Zakończenie roku szkolnego 2023 odbędzie się już za 41 dni. Tyle dokładnie pozostało czasu na naukę, odejmując wszystkie weekendy. Za 8 tygodni uczniowie odbiorą swoje świadectwa i rozpoczną upragnione wakacje, jednak te będą trwały znacznie dłużej niż w roku ubiegłym. Uczniowie do szkół wrócą nie 1, a dopiero 4 września.
Więcej informacji znajdziesz na stronie głównej Gazeta.pl.

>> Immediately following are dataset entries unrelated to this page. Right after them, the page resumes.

Issue #110, opened 2020-01-20
No voxels showing on linux


creikey:
After building  off of the latest godot master with the module in the `modules/` folder, I was able to successfully open [the demo](https://github.com/Zylann/voxelgame) , however there are no voxels visible, and the main screen looks as following:
![image](https://user-images.githubusercontent.com/28424206/72691990-44d23900-3ade-11ea-970f-53711412e748.png)

There are no errors in console or editor.

creikey:
Does not work on GLES2 either

tinmanjuggernaut:
Did you change your channel to sdf?

blockspacer:
@creikey
Can you see voxels in https://github.com/tinmanjuggernaut/voxelgame ?

creikey:
@blockspacer No, I cannot.

@tinmanjuggernaut Sorry, I'm unsure of what you mean by channel in this context, could you clarify?

tinmanjuggernaut:
See #4 https://github.com/tinmanjuggernaut/godot_voxel/blob/master/doc/03_create-terrain.md
Open up your stream settings and try changing the channel.

Also there are several demos in Zylann's and in mine, both linked above. You can't see voxels in any of them? It's been working for a while cross platform, so it's more likely you have a wrong setting (Zylann's demo may have it wrong by default as some things recently changed in the noise generator).

If none of these work you need to post more details and do more thorough testing. One sentence doesn't give us any information with which to help you.

blockspacer:
@creikey 

Can you provide more details about your hardware (CPU, GPU), please.

Can you provide commit hashes of https://github.com/godotengine/godot and https://github.com/tinmanjuggernaut/voxelgame ?

Can you run other 3d projects with godot ?

BTW: godot_voxel HTML5 builds are not supported, produces similar result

Zakończenie roku szkolnego 2023 zostało zaplanowane na 23 czerwca, co oznacza, że do końca szkoły pozostało jedynie osiem tygodni, czyli 57 dni. Odejmując weekendy, uczniowie w murach placówek spędzą już tylko 41 dni, co oznacza, że na naukę i poprawę ocen końcowych pozostało już niewiele czasu. Tym bardziej że od ogólnej liczny dni, należy odjąć jeszcze dwa długie weekendy: majowy i czerwcowy.
Zanim rozpoczną się wakacje, uczniowie będą mieć dodatkowe wolne na regenerację i odpoczynek. Swój pierwszy długi weekend rozpoczną już po piątkowych zajęciach (28 kwietnia), a do szkół powrócą dopiero 4 maja 2023 roku. Na tym nie koniec, bo kolejny długi weekend, tym razem czerwcowy, również już niedaleko. Uczniowie będą mieć wolne od szkoły nie tylko 8 czerwca (Boże Ciało), ale i dzień później - 9 czerwca. Jest to powiązane z tzw. dniami dyrektorskimi, czyli dodatkowymi dniami bez zajęć edukacyjnych, które może zarządzić dyrektor danej placówki.
Po odebraniu świadectw i pożegnaniu z nauczycielami uczniowie rozpoczną wakacje. Jednak w tym roku będą one trwać znacznie dłużej. Wszyscy uczniowie dostaną dodatkowe trzy dni wolnego we wrześniu, a to z uwagi na przesunięcie rozpoczęcia roku szkolnego.
Rozpoczęcie roku szkolnego 2023/24 będzie miało miejsce nie 1, a 4 września 2023 roku. Skąd ta zmiana? Otóż odpowiedzialny jest za nią układ dni. 1 września przypada na piątek, zatem uczniowie nie mieliby lekcji następnego dnia po rozpoczęciu roku, a dopiero po weekendzie
- pisaliśmy w jednym z naszych artykułów.